*** Opening Data shown ***

PR #888, opened 2017-11-07
agreed text updates to additional checks

BobHarper1:


cove_360/lib/threesixtygiving.py
```diff
@@ -439,8 +439,8 @@ class IncompleteRecipientOrg(AdditionalTest):
     """Checks if any grants lack one of either Recipient Org:Postal Code or both of Recipient Org:Location:Geographic Code and Recipient Org:Location:Geographic Code Type"""
 
     check_text = {
-        "heading": "incomplete recipient organisation information",
-        "message": "Your data is missing either Recipient Org: Postal Code or Recipient Org: Location:Geographic Code combined with Recipient Org: Location: Geographic Code Type. Knowing the geographic location of recipient organisations allows users of your data to understand your data and combine it with other data sets to form a broader picture of grant-making."
+        "heading": "not have recipient organisation location information",
```
robredpath: @BobHarper1 you'll need to change the verb in order for this to make sense. See https://github.com/OpenDataServices/cove/blob/master/cove_360/lib/threesixtygiving.py#L434 for an example .

cove_360/lib/threesixtygiving.py
```diff
@@ -505,7 +505,7 @@ class LooksLikeEmail(AdditionalTest):
 
     check_text = {
         "heading": "text that looks like an email address",
-        "message": "This may indicate that the data contains personal data, use and distribution of which is restricted by the Data Protection Act. You should ensure that any personal data is included with the knowledge and consent of the person to whom it refers."
+        "message": "An @ symbol has been found in your data. This may indicate that the data contains an email address, which can constitute personal data. The use and distribution of personal data  is restricted by the Data Protection Act. You should ensure that any personal data is only included with the knowledge and consent of the person to whom it refers."
```
robredpath: This isn't quite true, because "pets@home" wouldn't trigger this check, nor would a Twitter handle. It looks for a string with some text, then an @, then some more text that must include at least one dot. If this check has triggered, it almost certainly is because of an email address.

cove_360/lib/threesixtygiving.py
```diff
@@ -288,10 +288,10 @@ def process(self, grant, path_prefix):
 
 
 class RecipientOrgUnrecognisedPrefix(AdditionalTest):
-    """Check if any grants have RecipientOrg IDs that use a prefix that isn't an Org-id registered prefix"""
+    """Check if any grants have RecipientOrg IDs that use a prefix that isn't on the Org ID prefix codelist"""
 
     check_text = {
-        "heading": "a Recipient Org:Identifier that doesn’t draw from an external identification body",
+        "heading": "a Recipient Org:Identifier does not draw from a recognised register.",
```
robredpath: I don't think we can remove the 'that' from this sentence

robredpath:
Thanks for starting this off, @BobHarper1 ! Looks good on the whole, just a couple of things I've commented on directly, and you'll need to update the tests with the new wording - you'll find them in https://github.com/OpenDataServices/cove/blob/6944e9ed04fad71512a78c717b9345f370fe8381/cove_360/tests.py

BobHarper1:
Thanks @robredpath - I'll do those changes and fix the tests.

cove_360/lib/threesixtygiving.py
BobHarper1: verb added "do"

BobHarper1:
Wee note, I can't run CoVE and do tests locally e.g. trying to run migrate I get a traceback ending

```python
....
  File "/mnt/c/Users/bobha/Documents/opendataservices/cove/cove_360/views.py", line 82
    context["checks"] = [{** check.check_text, 'desc': check.__doc__} for check in TEST_CLASSES]
                           ^
SyntaxError: invalid syntax
```

Bjwebb:
@BobHarper1 I think that's new syntax that's introduced in Python 3.5. I'm guessing that you're using an older version?

BobHarper1:
Thanks @bjwebb, yes 3.4

On 8 Nov 2017 4:56 p.m., "Ben Webb" <notifications@github.com> wrote:

@BobHarper1 <https://github.com/bobharper1> I think that's new syntax
that's introduced in Python 3.5. I'm guessing that you're using an older
version?

—
You are receiving this because you were mentioned.
Reply to this email directly, view it on GitHub
<https://github.com/OpenDataServices/cove/pull/888#issuecomment-342882030>,
or mute the thread

robredpath:
@BobHarper1 CoVE requires Python 3.5 at a minimum - I'm sure @Bjwebb and @kindly have installed it on Ubuntu before. I've only ever installed it on CentOS so can't really advise!

Bjwebb:
As an aside, `branch-360-additional-text-update`, is a bit of an odd name for this branch. My branches start with `branch-360-` because they're about deploying a specific branch of the 360 standard, whereas this isn't. No need to change it this time though.

BobHarper1:
Ah, ok I'll try an remember for the future

Bjwebb:
This is now deployed to the dev site http://master.cove-360-dev.default.threesixtygiving.uk0.bigv.io/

*** Closing Data shown ***

## Directions for this task
Your answer should be the lines above that contain the word "address", copied out.

## Answer to the problem
         "heading": "text that looks like an email address",
+        "message": "An @ symbol has been found in your data. This may indicate that the data contains an email address, which can constitute personal data. The use and distribution of personal data  is restricted by the Data Protection Act. You should ensure that any personal data is only included with the knowledge and consent of the person to whom it refers."
robredpath: This isn't quite true, because "pets@home" wouldn't trigger this check, nor would a Twitter handle. It looks for a string with some text, then an @, then some more text that must include at least one dot. If this check has triggered, it almost certainly is because of an email address.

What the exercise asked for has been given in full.